New data from Pew Research Center finds more Americans identified as evangelicals during the Trump presidency than before he took office in 2016.
While observers and the media have speculated that evangelical support for Donald Trump could drive away believers, new data tells a different story: Trump’s political presence might be driving a white evangelical revival in America.
According to the latest numbers from Pew Research Center, between 2016 and 2020 the number of white American adults surveyed who identified as evangelical rose from 25% to 29% — a 4% increase, overall.
While 2% of white American adults who embraced the evangelical label when surveyed after the presidential election in 2016 no longer identified as evangelicals after the 2020 election, a full 6% who did not identify as evangelical in 2016 had come to self-identify as such when they were surveyed again in 2020. That is to say, more white American adults began to identify as evangelicals during Trump’s presidency than those who stopped.
During the same time period, the number of white non-evangelical Protestants dropped 3%.

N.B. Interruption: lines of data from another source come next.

PR #285, opened 2025-07-23
Initialize pointer-sized arguments to bitvectors

### LINKED ISSUE #279: False positive with must-fail heuristic on Macaw pointer dereferences

### LINKED ISSUE #283: Print pointers with empty memshapes differently

langston-barrett:
Previously, we initialized these as pointers (`ShapePtr`) to empty allocations (i.e., empty `PtrTarget`s). However, the code in `Setup` went on to treat such pointers to empty allocations as plain bitvectors (i.e., `LLVMPointer`s with block number 0), which led to some confusing output seen in issue #283.

This sidesteps the confusion by never creating such zero-size pointers in the first place. Instead, initialize pointer-size registers to be symbolic bitvectors (`ShapePtrBV`) from the start. If they are treated as pointers during execution, then make them pointers to (at first) one uninitialized byte.

This doesn't yet fix #279, which will still require #284.

Needs:

- [x] Fix tests
- [x] Adjust note about empty pointer targets

Fixes #283, or at least ameliorates the problem.


grease/src/Grease/Heuristic.hs
```diff
@@ -121,6 +122,12 @@ refinePtrArg ::
   IO (HeuristicResult ext argTys)
 refinePtrArg la args modify sel =
   case args ^. selectArg sel of
+    ShapeExt (ShapePtrBV _tag w) | Just Refl <- testEquality w ?ptrWidth -> do
+      let pt = ptrTarget Nothing Seq.empty
+      doLog la $ Diag.HeuristicPtrTarget pt
+      pt' <- modify pt
+      let args' = args & selectArg sel .~ ShapeExt (ShapePtr NoTag (Offset 0) pt')
```
2over12, line 129: Im trying to work out if this matches up with the "heuristics wont make empty memshapes" piece. Im assuming that the modify provided is always supposed to grow this target allocation, is that always true?

2over12 (approved):

grease/src/Grease/Heuristic.hs
langston-barrett: Yeah, in practice this is always one of the `.*(g|G)rowPtrTarget.*` functions.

Pew also reported that 16% of white Americans who did not consider themselves evangelicals in 2016 but who held warm views toward Trump had, by 2020, come to embrace the evangelical or born again label, Pew reported. By comparison, only 1% of white Americans who held “cold or neutral views towards Trump” began to identify as evangelical in the same period.

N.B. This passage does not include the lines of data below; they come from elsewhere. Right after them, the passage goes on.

Issue #228, opened 2025-06-12
cli: Add flags for specifying initial register values


langston-barrett:
It's a relatively common pattern to write a shapes DSL file that just specifies that one register contains a buffer of a fixed size, and another register contains a literal bitvector that is exactly the length of the buffer. For such simple situations, the shapes DSL is overkill.

Instead, we could provide command-line options to customize the initial content of registers, e.g.,

- `--reg-buf-uninit rdi:10` would put a pointer to an uninitialized buffer of length 10 in `rdi`
- `--reg-buf-init rdi:10` would do the same, but with an initialized buffer
- `--reg-int rsi:10` would put a concrete bitvector with value 10 in `rsi`

Going further, we might want:

- `--reg-str "rdi:some string here"`: put a pointer to a buffer holding the concrete bytes of the given string in `rdi`
- `--reg-buf-bytes "rdi:00 ff ef ..."`: put a pointer to a buffer with the given bytes in `rdi`
- `--arg-* 0:*` (where `*` is replaced by all of the things after `reg-` in the above options) to ask GREASE to do the ABI-specific mapping of arguments to registers, so that e.g., `--arg-int 0:1` would put `1` in `rdi` on x86_64 with SysV.

This would provide a smooth ramp-up of complexity and customizability from specifying no additional arguments to GREASE, to providing some of these CLI opts, to specifying a shapes DSL file, to specifying a startup override.

langston-barrett:
This feature would also be a good target for a Ghidra UI element that sets some of these same parameters. This would add a new level of customizability / power to the Ghidra plug-in, without forcing users to exit their Ghidra-based workflows to manually edit a shapes file.

PR #291, opened 2025-07-24
cli: Add groups of command-line options

langston-barrett:
We have 27 options and some of them fall into recognizable groups. Let's start organizing them, especially since I'm about to add a bunch more in #228. A disadvantage is that all groups appear after all non-grouped options, but I don't really want to add a "default" group, especially since it'd be easy to forget it when adding a new option and then have a lone flag that appears before all groups.

### DIFF
--- a/grease-cli/src/Grease/Cli.hs
+++ b/grease-cli/src/Grease/Cli.hs
@@ -57,14 +57,13 @@ boundedEnumMetavar _ = Opt.metavar $ varShowS ""
 
 entrypointParser :: Opt.Parser Entrypoint
 entrypointParser =
-  inGroup addressParser
-    Opt.<|> inGroup symbolParser
-    Opt.<|> inGroup coreDumpParser
-    Opt.<|> inGroup addressStartupOvParser
-    Opt.<|> inGroup symbolStartupOvParser
+  Opt.parserOptionGroup "Entrypoint options" $
+    addressParser
+      Opt.<|> symbolParser
+      Opt.<|> coreDumpParser
+      Opt.<|> addressStartupOvParser
+      Opt.<|> symbolStartupOvParser
  where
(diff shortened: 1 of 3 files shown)


langston-barrett:
Okay sorry for the churn but this should be ready now.

cabal.project
```diff
@@ -1,3 +1,6 @@
+-- https://github.com/kquick/tasty-sugar/issues/4
+allow-newer: tasty-sugar:optparse-applicative
```
langston-barrett: This has been fixed: https://github.com/kquick/tasty-sugar/issues/4

grease-cli/src/Grease/Cli.hs
```diff
@@ -57,12 +57,14 @@ boundedEnumMetavar _ = Opt.metavar $ varShowS ""
...
-  addressParser
-    Opt.<|> symbolParser
-    Opt.<|> coreDumpParser
-    Opt.<|> addressStartupOvParser
-    Opt.<|> symbolStartupOvParser
+  inGroup addressParser
+    Opt.<|> inGroup symbolParser
+    Opt.<|> inGroup coreDumpParser
+    Opt.<|> inGroup addressStartupOvParser
+    Opt.<|> inGroup symbolStartupOvParser
```
RyanGlScott: Possibly silly `optparse-applicative` question: would it be equivalent to write `Opt.parserOptionGroup "Entrypoint options" (addressParser <|> symbolParser <|> ...)` instead? This would be shorter and avoid duplication.

RyanGlScott (approved):
TIL about `parserOptionGroup`!

grease-cli/src/Grease/Cli.hs
langston-barrett: Yes, it appears that that works!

“We can’t impute causality as to why the people who became evangelicals became evangelicals, but we can say, among Trump opponents, almost no one became evangelicals,” said Gregory A. Smith, associate director of research at Pew. “I thought that was a very interesting data point.”

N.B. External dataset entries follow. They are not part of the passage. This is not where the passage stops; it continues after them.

PR #292, opened 2025-07-25
Documentation and refactoring re: specifying initial preconditions

langston-barrett:
Just some documentation and refactoring in advance of #228.

### DIFF
--- a/grease-cli/src/Grease/Main.hs
+++ b/grease-cli/src/Grease/Main.hs
@@ -553,6 +553,7 @@ macawInitArgShapes la bak archCtx simOpts macawCfgConfig argNames mbCfgAddr = do
   initArgs_ <- minimalArgShapes bak archCtx mdEntryAbsAddr
   let shouldUseDwarf = simEnableDebugInfoPreconditions simOpts
   let getDwarfArgs = do
+        -- Maybe
         elfHdr <- mcElf macawCfgConfig
         addr <- mbCfgAddr
         loadDwarfPreconditions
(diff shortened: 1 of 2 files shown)


grease-cli/src/Grease/Main.hs
```diff
@@ -516,6 +516,56 @@ initialLlvmFileSystem halloc sym simOpts = do
...
+  -- | If simulating a binary, this is 'Just' the address of the user-requested
+  -- entrypoint function. Otherwise, this is 'Nothing'.
+  Maybe (MC.ArchSegmentOff arch) ->
+  IO (ArgShapes (Symbolic.MacawExt arch) NoTag (Symbolic.CtxToCrucibleType (Symbolic.ArchRegContext arch)))
+macawInitArgShapes la bak archCtx simOpts macawCfgConfig argNames mbCfgAddr = do
+  let memory = mcMemory macawCfgConfig
+  let mdEntryAbsAddr = fmap (segoffToAbsoluteAddr memory) mbCfgAddr
+  initArgs_ <- minimalArgShapes bak archCtx mdEntryAbsAddr
+  let shouldUseDwarf = simEnableDebugInfoPreconditions simOpts
+  let getDwarfArgs = do
```
RyanGlScott, line 555: It might be worth adding a type signature here to make it more obvious that the `do`-notation is for the `Maybe` monad.

langston-barrett: Adding a full type signature would have required using `ScopedTypeVariables`, so I added a comment next to the `do` instead.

Though 12% of white evangelicals “who expressed at least some ambivalence about Trump” shed the evangelical label between 2016 and 2020, only 7% of consistent Trump supporters did. While this difference is too small to be statistically significant, Pew concludes the report, “There is no clear evidence that White evangelicals who opposed Trump were more likely than Trump supporters to leave the evangelical fold.”
The study reinforces the increasingly close correlation between white evangelical Protestants and the Republican Party — an affinity that was crystallized during Trump’s presidency by the evangelical leaders who rallied around him. The former president also had an evangelical advisory board, which included televangelist and leader of a Pentecostal megachurch, the Rev. Paula White.
“White evangelical protestants have long been one of the most Republican constituencies,” said Smith. “In the last 25 years they’ve grown even more Republican. It’s interesting and important that you see this growing correspondence between evangelical identity and political attitudes.”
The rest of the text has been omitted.